If you discover a security issue in ai-surface, please email security@apisec.ai rather than filing a public GitHub issue.

Include:

• A description of the issue
• Steps to reproduce, or a minimal proof-of-concept
• The impact you believe it has
• Your suggested fix, if any

We'll acknowledge receipt within 2 business days and aim to address valid reports within 30 days of confirmation. Critical issues that allow remote code execution or arbitrary file disclosure will be prioritized.

In scope:

• Bugs in ai-surface itself that allow unintended file access, code execution, or data exfiltration
• Vulnerabilities in the GitHub Action wrapper that could compromise customer repositories or workflow secrets
• Output-injection issues (e.g., a crafted source file that breaks PR comment rendering or shell escapes)

Out of scope:

• Findings about your own AI surfaces detected by the tool (those are product output, not vulnerabilities)
• Issues in upstream dependencies (report those to the dependency maintainers)
• Social-engineering attacks on the project's maintainers

ai-surface is a static source-code analyzer.
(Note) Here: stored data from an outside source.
PR #7226, opened 2024-07-19
feat: remove joi schema validation

AlessioGr:
We do not really need runtime joi schema validation - this is what TypeScript is for. If people are ignoring TypeScript errors in your schema, or JavaScript errors, that is their fault and does not warrant an extra dependency (joi), lots of code to maintain, as well as slower startups.

If we wanna keep runtime schema validation, we should switch to zod so that we can generate TypeScript types based on the schema and do not have to manually maintain config properties in 2 different places (types & schema).

**joi PROs:**
- Safety for JavaScript-only evangelists messing up their schema
- Safety for people putting @ts-expect-error or as any everywhere in their code

**joi CONs:**
- Larger bundle size
- More Modules
- Slower Compilation Speed in dev. Worse DX
- Slower Startup (it needs to validate) in dev. Worse DX
- More code to maintain. For every schema change we'll have to change the types AND the joi schema
- TypeScript already throws proper errors if you mess up your schema. Why have runtime errors?
- The errors are bad. They might tell you what field has an issue, but they do not tell you what exactly is wrong. You have probably seen those "Field XY, value is incorrect" errors - and value could mean anything. Worse DX
- Having extra properties in your schema, even if they are useless, doesn't cause any harm

Cons outweigh the pros


jacobsfletch:
> More code to maintain. For every schema change we'll have to change the types AND the joi schema

This is a huge plus for DX

dkirchhof:
Would you also merge this into Payload 2?
We have some collections with blocks fields using a lot of (nested) blocks. The validation of these collections takes about 20s each.

javierlinked:
👎🏼 on this PR.

dkirchhof:
`yarn install && sed 's@        config = await (0, _validate.default)(config, localLogger);@// &@' -i node_modules/payload/dist/config/load.js && yarn dev`
:nerd_face:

It:

• Reads files from the filesystem within the directory you scan
• Reports findings to stdout, a JSON file, a markdown file, or a PR comment
• Does not connect to any external service unless you explicitly invoke the GitHub Action (which posts a comment via the GitHub API using a token you provide)
• Does not transmit your code, findings, or any other data to APIsec or third parties
• Does not require authentication, credentials, or network access during a normal scan

If you believe ai-surface is doing any of these things contrary to its design, that itself is a security issue worth reporting.

For the procurement-level data-handling contract (what is read, what is written, what network calls happen, how to verify), see docs/PRIVACY.md.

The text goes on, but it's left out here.